- **Data**
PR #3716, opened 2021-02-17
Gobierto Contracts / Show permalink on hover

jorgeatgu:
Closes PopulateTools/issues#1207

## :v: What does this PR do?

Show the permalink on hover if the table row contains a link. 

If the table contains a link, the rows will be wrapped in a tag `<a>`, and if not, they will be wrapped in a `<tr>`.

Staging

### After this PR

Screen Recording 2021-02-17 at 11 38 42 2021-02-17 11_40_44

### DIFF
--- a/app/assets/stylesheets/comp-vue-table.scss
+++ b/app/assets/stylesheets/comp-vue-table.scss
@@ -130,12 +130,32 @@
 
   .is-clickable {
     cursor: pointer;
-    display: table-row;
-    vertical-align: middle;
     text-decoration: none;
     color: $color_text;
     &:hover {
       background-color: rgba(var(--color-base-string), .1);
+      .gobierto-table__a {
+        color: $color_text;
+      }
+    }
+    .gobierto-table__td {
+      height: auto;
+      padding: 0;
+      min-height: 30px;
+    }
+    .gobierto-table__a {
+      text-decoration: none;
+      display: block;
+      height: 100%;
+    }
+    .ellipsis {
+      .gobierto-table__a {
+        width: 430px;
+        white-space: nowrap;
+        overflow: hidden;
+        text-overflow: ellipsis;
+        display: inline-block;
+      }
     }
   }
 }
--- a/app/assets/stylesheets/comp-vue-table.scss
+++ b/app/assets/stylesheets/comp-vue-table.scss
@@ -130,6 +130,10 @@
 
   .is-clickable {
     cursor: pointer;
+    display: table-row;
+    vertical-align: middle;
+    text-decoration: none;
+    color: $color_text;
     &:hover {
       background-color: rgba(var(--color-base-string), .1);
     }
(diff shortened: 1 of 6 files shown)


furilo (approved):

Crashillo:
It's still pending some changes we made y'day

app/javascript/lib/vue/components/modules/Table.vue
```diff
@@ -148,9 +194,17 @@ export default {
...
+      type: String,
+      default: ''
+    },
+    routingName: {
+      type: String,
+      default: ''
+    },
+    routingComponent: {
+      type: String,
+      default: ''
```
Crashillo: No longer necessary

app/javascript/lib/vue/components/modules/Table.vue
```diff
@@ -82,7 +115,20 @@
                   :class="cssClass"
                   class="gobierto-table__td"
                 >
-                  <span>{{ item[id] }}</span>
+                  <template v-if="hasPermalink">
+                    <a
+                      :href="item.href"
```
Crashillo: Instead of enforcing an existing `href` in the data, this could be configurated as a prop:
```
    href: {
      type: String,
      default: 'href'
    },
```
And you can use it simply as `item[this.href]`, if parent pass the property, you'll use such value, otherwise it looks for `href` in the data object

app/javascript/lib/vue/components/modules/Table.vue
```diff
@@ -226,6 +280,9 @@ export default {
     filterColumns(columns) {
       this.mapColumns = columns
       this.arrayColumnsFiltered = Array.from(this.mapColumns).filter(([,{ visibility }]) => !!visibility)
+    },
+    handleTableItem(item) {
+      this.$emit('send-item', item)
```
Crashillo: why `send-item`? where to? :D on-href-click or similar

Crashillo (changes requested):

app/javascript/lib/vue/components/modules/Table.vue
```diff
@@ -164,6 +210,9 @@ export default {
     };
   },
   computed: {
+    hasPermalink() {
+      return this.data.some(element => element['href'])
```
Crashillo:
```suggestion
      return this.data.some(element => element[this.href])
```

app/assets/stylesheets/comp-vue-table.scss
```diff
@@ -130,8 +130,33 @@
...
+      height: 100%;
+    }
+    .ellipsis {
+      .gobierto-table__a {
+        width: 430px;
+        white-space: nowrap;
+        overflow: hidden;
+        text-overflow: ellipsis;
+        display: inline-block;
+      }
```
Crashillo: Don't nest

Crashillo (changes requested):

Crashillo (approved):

- **Exercise**
Your task is to give the records above again, exactly.

- **Result below**
PR #3716, opened 2021-02-17
Gobierto Contracts / Show permalink on hover

jorgeatgu:
Closes PopulateTools/issues#1207

## :v: What does this PR do?

Show the permalink on hover if the table row contains a link. 

If the table contains a link, the rows will be wrapped in a tag `<a>`, and if not, they will be wrapped in a `<tr>`.

Staging

### After this PR

Screen Recording 2021-02-17 at 11 38 42 2021-02-17 11_40_44

### DIFF
--- a/app/assets/stylesheets/comp-vue-table.scss
+++ b/app/assets/stylesheets/comp-vue-table.scss
@@ -130,12 +130,32 @@
 
   .is-clickable {
     cursor: pointer;
-    display: table-row;
-    vertical-align: middle;
     text-decoration: none;
     color: $color_text;
     &:hover {
       background-color: rgba(var(--color-base-string), .1);
+      .gobierto-table__a {
+        color: $color_text;
+      }
+    }
+    .gobierto-table__td {
+      height: auto;
+      padding: 0;
+      min-height: 30px;
+    }
+    .gobierto-table__a {
+      text-decoration: none;
+      display: block;
+      height: 100%;
+    }
+    .ellipsis {
+      .gobierto-table__a {
+        width: 430px;
+        white-space: nowrap;
+        overflow: hidden;
+        text-overflow: ellipsis;
+        display: inline-block;
+      }
     }
   }
 }
--- a/app/assets/stylesheets/comp-vue-table.scss
+++ b/app/assets/stylesheets/comp-vue-table.scss
@@ -130,6 +130,10 @@
 
   .is-clickable {
     cursor: pointer;
+    display: table-row;
+    vertical-align: middle;
+    text-decoration: none;
+    color: $color_text;
     &:hover {
       background-color: rgba(var(--color-base-string), .1);
     }
(diff shortened: 1 of 6 files shown)


furilo (approved):

Crashillo:
It's still pending some changes we made y'day

app/javascript/lib/vue/components/modules/Table.vue
```diff
@@ -148,9 +194,17 @@ export default {
...
+      type: String,
+      default: ''
+    },
+    routingName: {
+      type: String,
+      default: ''
+    },
+    routingComponent: {
+      type: String,
+      default: ''
```
Crashillo: No longer necessary

app/javascript/lib/vue/components/modules/Table.vue
```diff
@@ -82,7 +115,20 @@
                   :class="cssClass"
                   class="gobierto-table__td"
                 >
-                  <span>{{ item[id] }}</span>
+                  <template v-if="hasPermalink">
+                    <a
+                      :href="item.href"
```
Crashillo: Instead of enforcing an existing `href` in the data, this could be configurated as a prop:
```
    href: {
      type: String,
      default: 'href'
    },
```
And you can use it simply as `item[this.href]`, if parent pass the property, you'll use such value, otherwise it looks for `href` in the data object

app/javascript/lib/vue/components/modules/Table.vue
```diff
@@ -226,6 +280,9 @@ export default {
     filterColumns(columns) {
       this.mapColumns = columns
       this.arrayColumnsFiltered = Array.from(this.mapColumns).filter(([,{ visibility }]) => !!visibility)
+    },
+    handleTableItem(item) {
+      this.$emit('send-item', item)
```
Crashillo: why `send-item`? where to? :D on-href-click or similar

Crashillo (changes requested):

app/javascript/lib/vue/components/modules/Table.vue
```diff
@@ -164,6 +210,9 @@ export default {
     };
   },
   computed: {
+    hasPermalink() {
+      return this.data.some(element => element['href'])
```
Crashillo:
```suggestion
      return this.data.some(element => element[this.href])
```

app/assets/stylesheets/comp-vue-table.scss
```diff
@@ -130,8 +130,33 @@
...
+      height: 100%;
+    }
+    .ellipsis {
+      .gobierto-table__a {
+        width: 430px;
+        white-space: nowrap;
+        overflow: hidden;
+        text-overflow: ellipsis;
+        display: inline-block;
+      }
```
Crashillo: Don't nest

Crashillo (changes requested):

Crashillo (approved):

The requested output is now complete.